*** Block opens ***

PR #293, opened 2015-03-22
Added asset revision.

hivre:
See the discussion at #255 this is the napkin-solution. 
I have made the least changes to the current setup of the gulp file.
- adds two new plugins: rev-all and rev-napkin
  - Rev-all takes care of adding revisions numbers to assets.
  - Rev-Napkin removes the (duplicate) un-revved files from the stream
- moved HTML minification to the build task, as it interferes with the revision management
- added default ignores for revisons: all html files, favicon, touch-icons and robots.txt

### DIFF
--- a/app/templates/gulpfile.js
+++ b/app/templates/gulpfile.js
@@ -42,7 +42,6 @@ gulp.task('html', ['styles'], function () {
     .pipe($.if('*.css', $.csso()))
     .pipe(assets.restore())
     .pipe($.useref())
-    .pipe($.if('*.html', $.minifyHtml({conditionals: true, loose: true})))
     .pipe(gulp.dest('dist'));
 });
 
@@ -131,7 +130,12 @@ gulp.task('wiredep', function () {
 });
 
 gulp.task('build', ['jshint', 'html', 'images', 'fonts', 'extras'], function () {
-  return gulp.src('dist/**/*').pipe($.size({title: 'build', gzip: true}));
+  return gulp.src('dist/**/*', {base: 'dist'})
+    .pipe($.revAll({ignore: ['favicon.ico', 'apple-touch-icon.png', 'robots.txt', '.html']}))
+    .pipe($.if('*.html', $.minifyHtml({conditionals: true, loose: true})))
+    .pipe($.revNapkin())
+    .pipe(gulp.dest('dist'))
+    .pipe($.size({title: 'build', gzip: true}));
 });
 
 gulp.task('default', ['clean'], function () {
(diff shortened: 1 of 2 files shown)


silvenon:
It seems to work correctly and gives a nice colorful output.

screenshot 2015-04-10 15 53 39

Two questions:

1. I noticed there's a new version of gulp-rev-all with some breaking changes, would you care to update to the latest version?
2. The output seems a bit too verbose. Perhaps silent is best? I think the new option is called `debug`, so perhaps set that to `false`.

sindresorhus:
@silvenon Not sure what more to say. I've already said I don't like this complication and I think it will cause a lot of support requests, but totally up to you. You're also not using `gulp-rev`, but `gulp-rev-all`.

silvenon:
Ok, I take full responsibility if it gets out of hand :smiley:

I'd like to continue with this then, so @hivre, when you have time, please address my 2 questions.

app/templates/gulpfile.js
```diff
@@ -131,7 +130,12 @@ gulp.task('wiredep', function () {
 });
 
 gulp.task('build', ['jshint', 'html', 'images', 'fonts', 'extras'], function () {
-  return gulp.src('dist/**/*').pipe($.size({title: 'build', gzip: true}));
+  return gulp.src('dist/**/*', {base: 'dist'})
+    .pipe($.revAll({ignore: ['favicon.ico', 'apple-touch-icon.png', 'robots.txt', '.html']}))
```
austinpray: https://github.com/smysnk/gulp-rev-all/blob/591d18d4247f287b0821896f8a266b6f7128963c/README.md#upgrading-to-v08x

>New Feature: Ignoring files has changed, ignore option has been removed and has been replaced with dontGlobal, dontRenameFile, dontUpdateReference, dontSearchFile which allows for more control and less ambiguity on what is being ignored

arthurvr:
> I'd like to continue with this then, so @hivre, when you have time, please address my 2 questions.

ping @hivre :)

arthurvr:
ping @hivre - also needs a rebase :)

silvenon:
We'll have to continue this in another PR, one of these days :smiley:

hivre:
I'm sorry for the lack of communications. Startup collapsed, new job busy which didn't have any programming. 

If it is still needed, i'm happy to finish this. I noticed a new version of the revving plugins that solve some issues we had before.

silvenon:
Sure, if you're up for finishing, I'd be happy to merge :wink:

hivre:
Great.
I'll pick this up this weekend.

silvenon:
No pressure.

hivre:
see #360 for a new attempt.

from an earlier comment:

> 1. I noticed there's a new version of gulp-rev-all with some breaking changes, would you care to update to the latest version?
 _done_
> 2. The output seems a bit too verbose. Perhaps silent is best? I think the new option is called debug, so perhaps set that to false.
_done_ (set debug: true in the options list to get it back)

Close this one?

silvenon:
:+1:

*** Block closes ***

REQUIREMENT
Find every line of the data that includes the string "questions". Copy each of those lines.

RESULT FOR THIS EXERCISE
Two questions:
I'd like to continue with this then, so @hivre, when you have time, please address my 2 questions.
> I'd like to continue with this then, so @hivre, when you have time, please address my 2 questions.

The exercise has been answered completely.